# [BRIEF]
Somewhere below are a line with "signing is off." and a later line with "an actionable error.". Output exactly those lines and all lines between them.

Dataset entries:

□ □ □

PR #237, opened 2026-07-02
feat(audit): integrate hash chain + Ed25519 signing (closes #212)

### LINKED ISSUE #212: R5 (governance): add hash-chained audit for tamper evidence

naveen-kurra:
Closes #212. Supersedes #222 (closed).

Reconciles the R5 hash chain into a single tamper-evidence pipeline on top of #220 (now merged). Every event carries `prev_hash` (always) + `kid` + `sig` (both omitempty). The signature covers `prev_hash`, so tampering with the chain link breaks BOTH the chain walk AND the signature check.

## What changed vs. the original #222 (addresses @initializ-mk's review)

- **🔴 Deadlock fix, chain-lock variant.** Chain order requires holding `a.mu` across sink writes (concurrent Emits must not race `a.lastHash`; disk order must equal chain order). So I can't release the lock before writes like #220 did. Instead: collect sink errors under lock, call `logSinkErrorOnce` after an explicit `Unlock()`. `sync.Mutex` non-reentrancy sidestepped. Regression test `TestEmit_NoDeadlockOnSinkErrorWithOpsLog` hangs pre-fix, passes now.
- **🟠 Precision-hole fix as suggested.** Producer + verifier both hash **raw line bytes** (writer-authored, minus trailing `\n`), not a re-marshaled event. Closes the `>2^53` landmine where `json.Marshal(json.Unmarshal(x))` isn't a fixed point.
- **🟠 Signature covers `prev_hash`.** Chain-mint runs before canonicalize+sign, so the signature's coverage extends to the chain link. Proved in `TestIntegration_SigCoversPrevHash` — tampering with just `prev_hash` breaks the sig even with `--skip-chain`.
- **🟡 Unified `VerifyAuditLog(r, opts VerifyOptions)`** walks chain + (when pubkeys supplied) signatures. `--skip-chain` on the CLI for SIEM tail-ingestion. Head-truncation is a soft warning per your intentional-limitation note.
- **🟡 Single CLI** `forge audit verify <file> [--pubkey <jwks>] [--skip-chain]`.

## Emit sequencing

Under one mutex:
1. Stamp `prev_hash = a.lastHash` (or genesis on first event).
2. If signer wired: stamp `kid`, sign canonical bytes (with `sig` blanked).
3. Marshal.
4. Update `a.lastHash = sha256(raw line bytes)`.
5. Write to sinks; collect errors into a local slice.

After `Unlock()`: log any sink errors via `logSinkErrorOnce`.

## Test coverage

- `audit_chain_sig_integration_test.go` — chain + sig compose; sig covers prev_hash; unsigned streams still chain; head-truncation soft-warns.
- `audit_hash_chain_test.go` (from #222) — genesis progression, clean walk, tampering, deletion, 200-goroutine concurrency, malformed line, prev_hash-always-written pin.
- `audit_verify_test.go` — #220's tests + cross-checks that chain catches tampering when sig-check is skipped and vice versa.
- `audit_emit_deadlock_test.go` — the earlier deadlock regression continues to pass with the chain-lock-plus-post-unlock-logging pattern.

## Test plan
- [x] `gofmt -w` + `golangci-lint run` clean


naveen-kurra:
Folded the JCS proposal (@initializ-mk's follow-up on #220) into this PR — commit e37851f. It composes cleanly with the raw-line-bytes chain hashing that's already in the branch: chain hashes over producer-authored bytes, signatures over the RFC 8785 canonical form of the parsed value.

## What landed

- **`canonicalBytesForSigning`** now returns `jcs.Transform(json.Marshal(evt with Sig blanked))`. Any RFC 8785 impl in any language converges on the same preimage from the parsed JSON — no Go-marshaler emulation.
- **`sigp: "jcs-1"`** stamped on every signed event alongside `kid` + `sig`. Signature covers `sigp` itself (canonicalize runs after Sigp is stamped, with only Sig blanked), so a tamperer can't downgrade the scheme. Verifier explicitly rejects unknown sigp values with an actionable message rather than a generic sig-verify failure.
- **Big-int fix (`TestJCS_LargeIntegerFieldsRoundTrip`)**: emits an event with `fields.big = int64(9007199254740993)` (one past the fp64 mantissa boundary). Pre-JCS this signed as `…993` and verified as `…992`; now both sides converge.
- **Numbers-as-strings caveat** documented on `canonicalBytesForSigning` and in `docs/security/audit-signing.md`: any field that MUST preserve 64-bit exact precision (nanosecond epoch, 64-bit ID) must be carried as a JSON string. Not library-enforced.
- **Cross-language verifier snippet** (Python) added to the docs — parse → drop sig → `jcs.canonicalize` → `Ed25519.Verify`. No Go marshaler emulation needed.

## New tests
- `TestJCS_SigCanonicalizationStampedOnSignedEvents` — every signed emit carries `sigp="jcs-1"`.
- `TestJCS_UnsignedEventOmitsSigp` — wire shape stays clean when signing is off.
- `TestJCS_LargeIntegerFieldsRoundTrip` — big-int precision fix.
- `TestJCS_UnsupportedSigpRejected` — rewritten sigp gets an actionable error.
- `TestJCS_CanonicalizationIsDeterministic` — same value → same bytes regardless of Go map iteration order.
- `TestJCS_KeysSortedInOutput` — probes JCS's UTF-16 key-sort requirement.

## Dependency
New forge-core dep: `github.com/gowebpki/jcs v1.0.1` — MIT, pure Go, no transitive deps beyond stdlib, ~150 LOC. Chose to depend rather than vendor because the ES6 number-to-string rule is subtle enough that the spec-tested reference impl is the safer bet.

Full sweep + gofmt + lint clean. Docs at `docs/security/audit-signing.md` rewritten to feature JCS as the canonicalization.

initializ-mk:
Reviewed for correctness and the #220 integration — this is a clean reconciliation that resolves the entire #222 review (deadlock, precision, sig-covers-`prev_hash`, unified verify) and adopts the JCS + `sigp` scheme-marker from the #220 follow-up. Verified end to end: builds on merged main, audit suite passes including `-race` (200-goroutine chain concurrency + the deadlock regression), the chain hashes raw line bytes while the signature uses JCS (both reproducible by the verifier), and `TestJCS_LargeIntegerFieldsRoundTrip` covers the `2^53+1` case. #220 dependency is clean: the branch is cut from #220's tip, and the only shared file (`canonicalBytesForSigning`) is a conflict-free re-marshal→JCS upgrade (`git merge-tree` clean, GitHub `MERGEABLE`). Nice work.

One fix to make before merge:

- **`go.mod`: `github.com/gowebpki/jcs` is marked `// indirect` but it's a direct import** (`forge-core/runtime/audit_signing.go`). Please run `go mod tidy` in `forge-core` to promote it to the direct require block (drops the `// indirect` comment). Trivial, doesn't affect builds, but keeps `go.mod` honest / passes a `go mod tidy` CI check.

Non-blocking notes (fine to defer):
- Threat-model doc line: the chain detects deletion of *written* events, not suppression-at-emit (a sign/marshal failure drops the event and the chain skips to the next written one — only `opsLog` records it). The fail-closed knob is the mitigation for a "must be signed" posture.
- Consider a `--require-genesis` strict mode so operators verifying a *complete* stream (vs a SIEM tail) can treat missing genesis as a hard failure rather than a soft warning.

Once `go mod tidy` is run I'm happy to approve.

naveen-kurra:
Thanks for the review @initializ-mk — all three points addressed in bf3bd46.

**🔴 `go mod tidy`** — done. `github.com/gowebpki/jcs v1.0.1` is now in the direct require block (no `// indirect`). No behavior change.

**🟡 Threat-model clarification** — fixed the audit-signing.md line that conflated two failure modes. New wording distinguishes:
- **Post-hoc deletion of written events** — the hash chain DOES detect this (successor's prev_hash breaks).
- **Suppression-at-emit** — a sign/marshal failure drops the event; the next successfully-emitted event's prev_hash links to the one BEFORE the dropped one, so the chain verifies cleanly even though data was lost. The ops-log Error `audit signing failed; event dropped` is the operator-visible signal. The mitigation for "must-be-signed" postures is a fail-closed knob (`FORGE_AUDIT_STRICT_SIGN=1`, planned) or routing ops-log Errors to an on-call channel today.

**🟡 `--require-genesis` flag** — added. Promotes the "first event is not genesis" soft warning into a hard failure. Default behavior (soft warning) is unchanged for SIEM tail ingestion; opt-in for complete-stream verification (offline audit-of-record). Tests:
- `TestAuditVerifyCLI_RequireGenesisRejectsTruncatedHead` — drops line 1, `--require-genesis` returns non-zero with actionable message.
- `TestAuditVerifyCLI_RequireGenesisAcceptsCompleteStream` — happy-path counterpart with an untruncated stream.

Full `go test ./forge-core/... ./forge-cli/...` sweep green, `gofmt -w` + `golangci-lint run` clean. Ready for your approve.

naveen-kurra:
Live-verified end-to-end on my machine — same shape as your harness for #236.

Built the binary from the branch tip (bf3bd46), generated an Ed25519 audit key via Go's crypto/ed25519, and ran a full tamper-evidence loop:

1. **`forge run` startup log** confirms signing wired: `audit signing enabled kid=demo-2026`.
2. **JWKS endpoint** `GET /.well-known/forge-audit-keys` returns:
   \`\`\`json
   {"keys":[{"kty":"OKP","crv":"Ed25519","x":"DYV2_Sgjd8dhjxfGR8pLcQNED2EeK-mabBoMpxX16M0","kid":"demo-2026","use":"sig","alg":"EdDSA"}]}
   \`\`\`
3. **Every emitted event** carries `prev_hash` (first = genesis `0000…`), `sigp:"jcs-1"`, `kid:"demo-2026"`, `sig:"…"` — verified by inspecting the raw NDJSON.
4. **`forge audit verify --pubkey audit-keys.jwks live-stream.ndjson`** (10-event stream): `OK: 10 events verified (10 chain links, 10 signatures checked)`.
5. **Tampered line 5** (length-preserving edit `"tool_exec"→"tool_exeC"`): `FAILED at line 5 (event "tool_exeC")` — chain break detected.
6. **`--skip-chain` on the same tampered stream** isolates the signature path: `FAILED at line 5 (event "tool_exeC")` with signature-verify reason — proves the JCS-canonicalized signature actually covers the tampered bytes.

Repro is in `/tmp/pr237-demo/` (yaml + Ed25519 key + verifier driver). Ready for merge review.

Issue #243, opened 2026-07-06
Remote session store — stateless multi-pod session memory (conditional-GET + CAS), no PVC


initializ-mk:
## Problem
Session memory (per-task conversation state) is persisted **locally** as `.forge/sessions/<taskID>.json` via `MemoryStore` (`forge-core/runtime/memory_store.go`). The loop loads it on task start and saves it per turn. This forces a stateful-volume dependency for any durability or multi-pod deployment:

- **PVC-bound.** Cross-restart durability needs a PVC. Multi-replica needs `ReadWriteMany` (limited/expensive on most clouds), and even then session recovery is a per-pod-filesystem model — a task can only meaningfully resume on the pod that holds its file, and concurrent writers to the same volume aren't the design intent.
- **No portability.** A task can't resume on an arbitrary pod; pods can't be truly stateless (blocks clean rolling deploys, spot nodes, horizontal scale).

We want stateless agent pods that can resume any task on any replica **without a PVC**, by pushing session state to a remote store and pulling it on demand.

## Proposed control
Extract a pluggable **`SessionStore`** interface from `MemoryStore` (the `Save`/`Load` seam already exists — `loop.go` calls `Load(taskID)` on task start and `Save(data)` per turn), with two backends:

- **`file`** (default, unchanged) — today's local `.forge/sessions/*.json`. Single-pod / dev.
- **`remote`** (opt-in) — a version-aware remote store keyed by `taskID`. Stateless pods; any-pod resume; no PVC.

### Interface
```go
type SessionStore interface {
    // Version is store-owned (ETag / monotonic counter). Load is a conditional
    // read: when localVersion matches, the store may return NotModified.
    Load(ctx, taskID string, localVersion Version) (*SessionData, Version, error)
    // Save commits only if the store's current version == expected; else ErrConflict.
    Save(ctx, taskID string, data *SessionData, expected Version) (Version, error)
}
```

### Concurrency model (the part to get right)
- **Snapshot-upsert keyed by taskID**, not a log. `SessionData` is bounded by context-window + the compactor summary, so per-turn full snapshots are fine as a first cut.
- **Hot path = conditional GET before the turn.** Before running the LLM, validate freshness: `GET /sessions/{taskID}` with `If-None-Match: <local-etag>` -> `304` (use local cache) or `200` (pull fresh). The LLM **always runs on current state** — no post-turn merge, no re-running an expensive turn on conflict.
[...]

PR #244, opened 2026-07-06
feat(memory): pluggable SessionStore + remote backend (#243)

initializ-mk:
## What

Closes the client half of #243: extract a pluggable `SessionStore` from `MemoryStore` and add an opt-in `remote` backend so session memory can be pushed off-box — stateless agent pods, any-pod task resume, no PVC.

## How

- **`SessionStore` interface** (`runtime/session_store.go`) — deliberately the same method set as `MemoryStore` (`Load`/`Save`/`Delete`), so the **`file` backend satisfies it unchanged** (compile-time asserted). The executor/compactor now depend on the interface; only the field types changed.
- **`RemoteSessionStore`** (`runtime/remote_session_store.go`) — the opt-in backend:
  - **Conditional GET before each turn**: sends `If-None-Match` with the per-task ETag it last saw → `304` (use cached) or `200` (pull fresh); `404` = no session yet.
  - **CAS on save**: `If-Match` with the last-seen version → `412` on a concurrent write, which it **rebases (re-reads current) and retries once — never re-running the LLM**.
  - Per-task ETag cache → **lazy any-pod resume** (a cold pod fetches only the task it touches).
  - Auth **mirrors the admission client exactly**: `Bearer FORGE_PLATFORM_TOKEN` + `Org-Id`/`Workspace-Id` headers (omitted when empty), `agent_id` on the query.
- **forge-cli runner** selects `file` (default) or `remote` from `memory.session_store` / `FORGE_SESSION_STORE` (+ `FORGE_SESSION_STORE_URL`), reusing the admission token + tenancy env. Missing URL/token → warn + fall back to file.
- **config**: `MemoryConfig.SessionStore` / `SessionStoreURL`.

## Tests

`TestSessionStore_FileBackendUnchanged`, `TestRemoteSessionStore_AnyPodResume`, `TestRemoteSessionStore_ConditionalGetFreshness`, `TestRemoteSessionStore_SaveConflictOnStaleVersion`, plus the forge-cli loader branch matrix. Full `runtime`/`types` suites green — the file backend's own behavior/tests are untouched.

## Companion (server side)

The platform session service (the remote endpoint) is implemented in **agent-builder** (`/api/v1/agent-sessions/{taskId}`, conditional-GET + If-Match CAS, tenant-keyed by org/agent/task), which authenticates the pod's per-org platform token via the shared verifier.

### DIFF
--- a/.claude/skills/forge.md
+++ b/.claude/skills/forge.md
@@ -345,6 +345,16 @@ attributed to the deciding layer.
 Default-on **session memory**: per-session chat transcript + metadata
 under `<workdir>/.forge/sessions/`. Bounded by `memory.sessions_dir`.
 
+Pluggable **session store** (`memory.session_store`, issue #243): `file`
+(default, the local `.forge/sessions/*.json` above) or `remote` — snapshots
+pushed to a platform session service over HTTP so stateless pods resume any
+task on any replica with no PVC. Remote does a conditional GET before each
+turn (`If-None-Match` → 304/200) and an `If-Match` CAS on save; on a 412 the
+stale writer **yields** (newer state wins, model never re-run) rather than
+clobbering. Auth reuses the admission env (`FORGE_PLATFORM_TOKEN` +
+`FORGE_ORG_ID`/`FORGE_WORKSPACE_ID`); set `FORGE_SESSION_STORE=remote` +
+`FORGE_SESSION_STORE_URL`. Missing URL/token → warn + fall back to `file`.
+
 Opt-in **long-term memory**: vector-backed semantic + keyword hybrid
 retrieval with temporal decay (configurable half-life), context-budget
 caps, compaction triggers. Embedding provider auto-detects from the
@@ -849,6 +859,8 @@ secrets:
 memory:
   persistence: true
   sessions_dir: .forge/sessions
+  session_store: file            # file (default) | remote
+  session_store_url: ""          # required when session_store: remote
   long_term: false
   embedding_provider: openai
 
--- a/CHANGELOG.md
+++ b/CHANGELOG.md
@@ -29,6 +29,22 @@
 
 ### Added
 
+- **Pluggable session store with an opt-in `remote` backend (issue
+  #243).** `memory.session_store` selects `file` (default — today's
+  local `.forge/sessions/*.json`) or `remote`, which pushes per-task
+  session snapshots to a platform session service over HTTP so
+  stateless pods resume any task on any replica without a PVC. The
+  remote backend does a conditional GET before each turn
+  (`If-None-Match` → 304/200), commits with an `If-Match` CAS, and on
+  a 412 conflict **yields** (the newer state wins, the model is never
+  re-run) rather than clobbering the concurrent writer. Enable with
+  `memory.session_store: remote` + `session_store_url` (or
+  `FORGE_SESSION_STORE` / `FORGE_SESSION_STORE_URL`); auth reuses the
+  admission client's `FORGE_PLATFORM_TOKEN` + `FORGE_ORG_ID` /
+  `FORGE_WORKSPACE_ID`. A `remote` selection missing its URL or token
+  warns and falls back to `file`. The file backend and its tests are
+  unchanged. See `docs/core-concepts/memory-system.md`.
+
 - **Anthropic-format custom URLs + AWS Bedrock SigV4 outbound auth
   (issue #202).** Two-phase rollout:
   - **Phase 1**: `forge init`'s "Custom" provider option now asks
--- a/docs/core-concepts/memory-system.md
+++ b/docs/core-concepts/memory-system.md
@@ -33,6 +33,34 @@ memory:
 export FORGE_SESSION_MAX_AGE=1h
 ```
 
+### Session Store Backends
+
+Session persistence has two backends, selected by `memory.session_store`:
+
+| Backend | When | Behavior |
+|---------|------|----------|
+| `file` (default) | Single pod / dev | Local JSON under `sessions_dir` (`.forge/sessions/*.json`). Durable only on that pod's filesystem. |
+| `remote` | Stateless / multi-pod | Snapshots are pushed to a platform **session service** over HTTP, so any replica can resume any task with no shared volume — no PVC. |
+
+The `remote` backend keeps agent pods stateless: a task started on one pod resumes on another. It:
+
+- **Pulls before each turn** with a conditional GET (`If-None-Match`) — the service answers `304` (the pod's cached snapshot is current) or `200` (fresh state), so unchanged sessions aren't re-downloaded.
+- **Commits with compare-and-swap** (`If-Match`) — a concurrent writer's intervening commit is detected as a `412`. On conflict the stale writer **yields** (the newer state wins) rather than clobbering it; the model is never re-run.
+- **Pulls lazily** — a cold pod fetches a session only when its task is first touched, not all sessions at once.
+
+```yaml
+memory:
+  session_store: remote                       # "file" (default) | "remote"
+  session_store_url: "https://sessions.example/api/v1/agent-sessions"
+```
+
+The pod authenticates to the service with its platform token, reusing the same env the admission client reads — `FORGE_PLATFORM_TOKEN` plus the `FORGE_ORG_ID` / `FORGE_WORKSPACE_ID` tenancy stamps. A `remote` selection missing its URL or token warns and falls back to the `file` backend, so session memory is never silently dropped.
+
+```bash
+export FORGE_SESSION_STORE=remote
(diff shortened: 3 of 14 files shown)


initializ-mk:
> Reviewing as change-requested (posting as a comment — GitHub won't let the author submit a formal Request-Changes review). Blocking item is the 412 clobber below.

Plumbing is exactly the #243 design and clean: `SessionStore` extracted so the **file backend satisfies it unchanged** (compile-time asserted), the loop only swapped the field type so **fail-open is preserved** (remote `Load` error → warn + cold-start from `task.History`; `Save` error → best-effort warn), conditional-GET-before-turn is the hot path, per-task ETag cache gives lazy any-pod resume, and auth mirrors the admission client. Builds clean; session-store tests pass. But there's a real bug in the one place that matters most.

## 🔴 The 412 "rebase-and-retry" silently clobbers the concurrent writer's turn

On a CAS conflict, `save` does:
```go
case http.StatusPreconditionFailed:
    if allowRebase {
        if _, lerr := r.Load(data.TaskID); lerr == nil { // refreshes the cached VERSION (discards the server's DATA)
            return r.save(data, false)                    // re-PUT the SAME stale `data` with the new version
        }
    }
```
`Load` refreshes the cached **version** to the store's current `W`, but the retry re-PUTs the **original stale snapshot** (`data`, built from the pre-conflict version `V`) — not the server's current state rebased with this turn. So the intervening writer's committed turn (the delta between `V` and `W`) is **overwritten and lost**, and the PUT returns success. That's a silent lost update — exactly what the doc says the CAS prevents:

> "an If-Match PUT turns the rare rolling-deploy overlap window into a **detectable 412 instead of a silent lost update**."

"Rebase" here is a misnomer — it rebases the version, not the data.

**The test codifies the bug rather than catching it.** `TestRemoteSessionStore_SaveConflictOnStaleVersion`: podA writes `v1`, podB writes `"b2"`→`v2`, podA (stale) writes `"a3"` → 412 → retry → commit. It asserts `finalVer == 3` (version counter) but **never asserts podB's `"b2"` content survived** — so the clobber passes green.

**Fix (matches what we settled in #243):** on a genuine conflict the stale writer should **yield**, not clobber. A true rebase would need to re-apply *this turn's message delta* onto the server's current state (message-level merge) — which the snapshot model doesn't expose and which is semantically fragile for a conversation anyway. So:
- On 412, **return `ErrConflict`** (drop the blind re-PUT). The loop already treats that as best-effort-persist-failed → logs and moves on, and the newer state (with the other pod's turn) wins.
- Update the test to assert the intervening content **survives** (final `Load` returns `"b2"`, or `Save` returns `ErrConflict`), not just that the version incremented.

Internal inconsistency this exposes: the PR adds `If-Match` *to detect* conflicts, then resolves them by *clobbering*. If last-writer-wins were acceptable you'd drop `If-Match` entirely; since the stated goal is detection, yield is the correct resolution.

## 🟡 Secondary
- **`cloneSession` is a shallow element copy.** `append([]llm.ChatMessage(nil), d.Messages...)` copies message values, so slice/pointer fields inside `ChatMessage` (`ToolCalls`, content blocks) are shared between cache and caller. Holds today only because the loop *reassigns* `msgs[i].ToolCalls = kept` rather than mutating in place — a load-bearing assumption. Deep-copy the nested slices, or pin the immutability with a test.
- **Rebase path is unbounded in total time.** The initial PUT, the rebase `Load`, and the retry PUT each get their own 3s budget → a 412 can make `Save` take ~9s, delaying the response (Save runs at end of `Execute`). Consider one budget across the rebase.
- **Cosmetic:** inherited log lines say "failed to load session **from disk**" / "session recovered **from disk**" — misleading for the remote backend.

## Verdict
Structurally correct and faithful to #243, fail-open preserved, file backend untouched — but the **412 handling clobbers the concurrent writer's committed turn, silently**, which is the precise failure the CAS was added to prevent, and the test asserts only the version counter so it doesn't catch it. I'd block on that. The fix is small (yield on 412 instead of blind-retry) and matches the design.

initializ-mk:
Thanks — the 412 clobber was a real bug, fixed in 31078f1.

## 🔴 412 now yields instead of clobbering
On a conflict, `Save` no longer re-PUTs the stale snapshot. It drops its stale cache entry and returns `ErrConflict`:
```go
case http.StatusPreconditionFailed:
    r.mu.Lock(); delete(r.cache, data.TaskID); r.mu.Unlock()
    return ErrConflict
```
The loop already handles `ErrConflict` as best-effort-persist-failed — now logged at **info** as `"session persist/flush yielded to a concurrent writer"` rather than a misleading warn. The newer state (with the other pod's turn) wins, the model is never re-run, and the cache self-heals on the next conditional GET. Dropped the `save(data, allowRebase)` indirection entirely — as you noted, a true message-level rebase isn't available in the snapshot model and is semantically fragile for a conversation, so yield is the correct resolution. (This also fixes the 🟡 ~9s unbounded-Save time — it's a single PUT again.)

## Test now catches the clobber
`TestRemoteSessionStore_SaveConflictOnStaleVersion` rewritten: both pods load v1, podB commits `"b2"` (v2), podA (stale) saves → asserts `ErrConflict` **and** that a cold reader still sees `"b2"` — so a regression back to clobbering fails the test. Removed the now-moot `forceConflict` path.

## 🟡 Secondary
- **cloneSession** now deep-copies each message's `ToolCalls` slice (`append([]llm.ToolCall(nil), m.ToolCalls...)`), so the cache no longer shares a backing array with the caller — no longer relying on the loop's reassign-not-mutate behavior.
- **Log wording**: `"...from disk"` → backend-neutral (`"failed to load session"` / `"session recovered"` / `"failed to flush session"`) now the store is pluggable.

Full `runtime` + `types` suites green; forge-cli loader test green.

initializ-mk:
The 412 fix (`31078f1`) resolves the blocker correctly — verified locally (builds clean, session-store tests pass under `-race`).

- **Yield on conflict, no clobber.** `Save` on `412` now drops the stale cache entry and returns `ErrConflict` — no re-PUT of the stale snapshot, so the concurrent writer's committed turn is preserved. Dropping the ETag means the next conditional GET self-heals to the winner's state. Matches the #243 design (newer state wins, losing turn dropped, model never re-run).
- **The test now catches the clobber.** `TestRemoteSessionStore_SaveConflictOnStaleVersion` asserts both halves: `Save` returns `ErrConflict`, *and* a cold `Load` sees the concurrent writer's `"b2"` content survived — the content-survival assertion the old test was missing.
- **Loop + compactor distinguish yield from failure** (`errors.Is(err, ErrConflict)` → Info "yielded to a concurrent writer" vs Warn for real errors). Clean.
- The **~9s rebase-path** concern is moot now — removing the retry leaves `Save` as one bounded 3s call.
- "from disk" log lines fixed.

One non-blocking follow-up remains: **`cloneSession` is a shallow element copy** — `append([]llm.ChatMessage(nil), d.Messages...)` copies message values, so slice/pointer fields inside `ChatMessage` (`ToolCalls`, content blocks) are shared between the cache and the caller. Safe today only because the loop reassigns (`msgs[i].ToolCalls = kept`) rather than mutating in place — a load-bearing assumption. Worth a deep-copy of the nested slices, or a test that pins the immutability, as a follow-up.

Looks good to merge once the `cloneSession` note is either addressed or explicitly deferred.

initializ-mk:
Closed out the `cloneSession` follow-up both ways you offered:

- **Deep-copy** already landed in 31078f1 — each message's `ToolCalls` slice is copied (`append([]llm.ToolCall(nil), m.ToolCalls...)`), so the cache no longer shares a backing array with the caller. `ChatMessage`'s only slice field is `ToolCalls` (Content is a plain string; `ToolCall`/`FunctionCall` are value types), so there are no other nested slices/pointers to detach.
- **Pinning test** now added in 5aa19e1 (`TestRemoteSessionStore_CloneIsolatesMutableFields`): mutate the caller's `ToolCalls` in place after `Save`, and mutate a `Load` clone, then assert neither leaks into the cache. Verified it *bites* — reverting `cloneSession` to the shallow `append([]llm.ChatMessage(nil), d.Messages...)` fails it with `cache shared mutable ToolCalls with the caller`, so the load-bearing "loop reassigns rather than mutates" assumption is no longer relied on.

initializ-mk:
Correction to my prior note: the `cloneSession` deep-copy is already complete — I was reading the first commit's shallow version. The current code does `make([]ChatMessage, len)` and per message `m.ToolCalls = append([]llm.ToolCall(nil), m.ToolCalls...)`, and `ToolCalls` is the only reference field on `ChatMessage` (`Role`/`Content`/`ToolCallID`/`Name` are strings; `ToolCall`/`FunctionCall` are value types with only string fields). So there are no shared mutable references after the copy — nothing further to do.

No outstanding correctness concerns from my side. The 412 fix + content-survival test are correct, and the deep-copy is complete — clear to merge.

□ □ □

# [ANSWER SECTION]
- `TestJCS_UnsignedEventOmitsSigp` — wire shape stays clean when signing is off.
- `TestJCS_LargeIntegerFieldsRoundTrip` — big-int precision fix.
- `TestJCS_UnsupportedSigpRejected` — rewritten sigp gets an actionable error.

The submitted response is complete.